From the listing below, reproduce word for word the part that opens with the line containing "PR #7470, opened 2024-06-25" and closes with the line containing "I genuinely haven't"; reproduce nothing else.

[DATASET ENTRIES]

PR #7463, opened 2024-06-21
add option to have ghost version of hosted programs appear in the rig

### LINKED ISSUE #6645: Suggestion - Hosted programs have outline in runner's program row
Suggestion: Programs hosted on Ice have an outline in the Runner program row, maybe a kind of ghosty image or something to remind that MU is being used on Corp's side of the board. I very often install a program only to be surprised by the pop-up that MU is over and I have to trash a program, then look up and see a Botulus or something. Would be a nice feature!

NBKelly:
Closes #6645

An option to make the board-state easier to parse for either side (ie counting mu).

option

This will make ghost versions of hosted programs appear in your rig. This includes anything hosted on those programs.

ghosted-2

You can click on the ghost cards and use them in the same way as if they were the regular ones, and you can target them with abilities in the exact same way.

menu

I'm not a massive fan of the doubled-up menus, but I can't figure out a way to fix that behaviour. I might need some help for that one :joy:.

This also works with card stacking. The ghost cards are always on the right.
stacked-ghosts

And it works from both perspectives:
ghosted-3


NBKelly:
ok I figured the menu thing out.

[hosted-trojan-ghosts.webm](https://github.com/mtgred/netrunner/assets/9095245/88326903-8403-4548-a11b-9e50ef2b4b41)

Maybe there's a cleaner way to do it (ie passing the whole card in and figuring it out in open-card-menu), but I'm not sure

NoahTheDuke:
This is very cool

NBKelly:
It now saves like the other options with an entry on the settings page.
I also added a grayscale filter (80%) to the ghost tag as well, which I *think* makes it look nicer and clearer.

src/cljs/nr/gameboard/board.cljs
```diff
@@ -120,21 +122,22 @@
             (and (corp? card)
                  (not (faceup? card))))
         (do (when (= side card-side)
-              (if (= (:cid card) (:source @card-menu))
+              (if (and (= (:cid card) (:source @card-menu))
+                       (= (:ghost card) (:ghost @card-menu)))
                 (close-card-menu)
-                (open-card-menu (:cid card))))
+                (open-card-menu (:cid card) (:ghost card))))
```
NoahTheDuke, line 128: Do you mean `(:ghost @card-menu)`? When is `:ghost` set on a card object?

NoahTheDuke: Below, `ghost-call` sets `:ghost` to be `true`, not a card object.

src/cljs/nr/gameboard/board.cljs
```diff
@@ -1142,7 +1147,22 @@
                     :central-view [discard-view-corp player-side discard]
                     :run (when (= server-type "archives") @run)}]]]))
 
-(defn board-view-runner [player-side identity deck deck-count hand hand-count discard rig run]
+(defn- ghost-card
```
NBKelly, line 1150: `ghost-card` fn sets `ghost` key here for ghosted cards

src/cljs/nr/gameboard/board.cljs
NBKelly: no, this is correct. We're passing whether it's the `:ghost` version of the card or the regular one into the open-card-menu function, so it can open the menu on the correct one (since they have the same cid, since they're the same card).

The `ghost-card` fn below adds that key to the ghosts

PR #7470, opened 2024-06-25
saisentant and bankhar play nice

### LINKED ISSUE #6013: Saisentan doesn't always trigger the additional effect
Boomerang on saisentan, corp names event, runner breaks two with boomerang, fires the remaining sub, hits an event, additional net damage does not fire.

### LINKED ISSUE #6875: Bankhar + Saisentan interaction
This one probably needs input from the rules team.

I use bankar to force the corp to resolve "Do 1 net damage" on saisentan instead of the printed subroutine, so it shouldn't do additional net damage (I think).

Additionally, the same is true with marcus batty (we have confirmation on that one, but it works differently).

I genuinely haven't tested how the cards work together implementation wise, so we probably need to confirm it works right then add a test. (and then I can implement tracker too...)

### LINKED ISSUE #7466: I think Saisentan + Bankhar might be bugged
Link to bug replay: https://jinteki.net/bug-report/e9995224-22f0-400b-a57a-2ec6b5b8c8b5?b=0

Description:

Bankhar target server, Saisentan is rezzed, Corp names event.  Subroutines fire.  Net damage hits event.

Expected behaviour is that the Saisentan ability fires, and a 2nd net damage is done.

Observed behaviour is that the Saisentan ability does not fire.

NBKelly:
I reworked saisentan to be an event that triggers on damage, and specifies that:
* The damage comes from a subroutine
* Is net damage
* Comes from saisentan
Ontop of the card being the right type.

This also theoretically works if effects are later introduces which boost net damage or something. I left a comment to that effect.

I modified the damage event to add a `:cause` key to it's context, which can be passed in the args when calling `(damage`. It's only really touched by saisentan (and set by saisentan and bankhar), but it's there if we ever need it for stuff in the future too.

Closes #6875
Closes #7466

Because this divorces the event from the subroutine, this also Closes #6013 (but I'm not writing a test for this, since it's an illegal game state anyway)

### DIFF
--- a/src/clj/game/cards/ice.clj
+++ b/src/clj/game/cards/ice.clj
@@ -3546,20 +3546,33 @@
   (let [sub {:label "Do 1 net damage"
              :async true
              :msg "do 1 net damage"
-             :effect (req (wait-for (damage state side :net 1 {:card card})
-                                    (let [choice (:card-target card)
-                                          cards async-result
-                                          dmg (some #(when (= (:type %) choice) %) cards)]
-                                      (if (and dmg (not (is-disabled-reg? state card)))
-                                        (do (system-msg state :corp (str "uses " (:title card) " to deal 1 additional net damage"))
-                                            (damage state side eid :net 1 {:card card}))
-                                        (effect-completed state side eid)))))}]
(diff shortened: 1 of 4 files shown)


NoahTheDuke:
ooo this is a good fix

[/DATASET ENTRIES]

• **OUTPUT FOR THIS TASK**:
PR #7470, opened 2024-06-25
saisentant and bankhar play nice

### LINKED ISSUE #6013: Saisentan doesn't always trigger the additional effect
Boomerang on saisentan, corp names event, runner breaks two with boomerang, fires the remaining sub, hits an event, additional net damage does not fire.

### LINKED ISSUE #6875: Bankhar + Saisentan interaction
This one probably needs input from the rules team.

I use bankar to force the corp to resolve "Do 1 net damage" on saisentan instead of the printed subroutine, so it shouldn't do additional net damage (I think).

Additionally, the same is true with marcus batty (we have confirmation on that one, but it works differently).

I genuinely haven't tested how the cards work together implementation wise, so we probably need to confirm it works right then add a test. (and then I can implement tracker too...)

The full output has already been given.